Tutor profile: Mausam A.

Which of the following molecules will show a vibrational infrared spectrum and why? : H2, HCl, NH3, CO2, and H2O.

CONCEPT - Vibrational spectra are shown by a molecule when the vibrational motion is accompanied by a change in dipole moment i.e dµ/dr = 0 where µ = dipole moment and r = bond length. ANSWER - All the molecules except H2 will be infrared-active. EXPLANATION - H2 due to its symmetric structure does not have a dipole moment nor is the vibrational change is accompanied by a change in dipole moment. Again, although CO2 is a symmetric molecule with no dipole moment, the asymmetric stretching motion and bending mode of vibration do result in a change in dipole moment.

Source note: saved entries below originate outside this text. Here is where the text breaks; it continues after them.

Issue #3369, opened 2016-01-28
Callbacks - how?


SzymonPobiega:
This issue is meant to discuss possible approaches to callbacks. For now I can see two alternatives but feel free to add more.

## Callbacks in the transport

In this approach we implement callbacks on the transport level:
 * RabbitMQ uses [direct reply-to](https://www.rabbitmq.com/direct-reply-to.html)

Arrange the following compounds in order of increasing Sn1 reactivity : Cyclopropyl chloride, Cyclobutyl chloride, and Cyclopentyl chloride

An Sn1 reaction proceeds through the rate-determining formation of planer carbonation in which the angle between any two bonds is 120. The normal bond angles of three, four, and five-membered rings are of the order of 60, 90, and 108 respectively. These represent deviations of 60, 30, and 12 respectively from the trigonal angle. The bond angle strain in cycloalkyl carbocations thus increases in the order cyclopentyl cation < cyclobutyl cation < cyclopropyl cation. Therefore, the stability of the carbonation increases in the order of cyclopropyl cation < cyclobutyl cation < cyclopentyl cation. Since Sn1 reactivity depends on the stability of the carbonation, the reactivity order of these cycloalkanes is as follows : Cyclopropyl chloride < Cyclobutyl chloride < Cyclopentyl chloride

H-F has a dipole moment of 1.82D; its boiling point 19.34-degrees celsius. Ethyl fluoride has an almost identical dipole moment and has a larger molar mass, yet its boiling point is -37.7 degrees celsius. Explain

Since the dipole moments of both hydrogen fluoride and ethyl fluoride are almost the same, the strengths of dipole-dipole interactions involved in these compounds are almost the same and therefore, the compounds are expected to boil at nearly the same temperature. However, because of larger molecular weight C2H5F is expected to boil at a higher temperature than H-F. The difference in the boiling point can be explained in the light of the hydrogen bonding force. Because of the presence of a hydrogen atom bonded to the highest electronegative fluorine atom, the molecules of hydrogen fluoride remain associated through strong intermolecular hydrogen bonding. On the other hand, H-bonding is not possible in the case of C2H5F. Since it requires extra energy to break hydrogen bonds, HF boil at a much higher temperature than the C2H5F.